» Goal of the exercise
Whenever the string "previous" appears in a line below, please copy the line out.

» Data excerpts
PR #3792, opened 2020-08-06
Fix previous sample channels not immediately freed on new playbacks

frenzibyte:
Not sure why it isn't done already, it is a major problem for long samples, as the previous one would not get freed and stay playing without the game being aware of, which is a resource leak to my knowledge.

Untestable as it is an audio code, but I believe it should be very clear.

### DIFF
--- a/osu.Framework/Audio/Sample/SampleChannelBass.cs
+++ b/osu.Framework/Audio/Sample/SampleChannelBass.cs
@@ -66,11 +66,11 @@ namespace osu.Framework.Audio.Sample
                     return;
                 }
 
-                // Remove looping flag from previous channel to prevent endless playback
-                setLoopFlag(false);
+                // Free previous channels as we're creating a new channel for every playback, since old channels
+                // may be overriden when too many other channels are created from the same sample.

» Answer below
Fix previous sample channels not immediately freed on new playbacks
Not sure why it isn't done already, it is a major problem for long samples, as the previous one would not get freed and stay playing without the game being aware of, which is a resource leak to my knowledge.
-                // Remove looping flag from previous channel to prevent endless playback
+                // Free previous channels as we're creating a new channel for every playback, since old channels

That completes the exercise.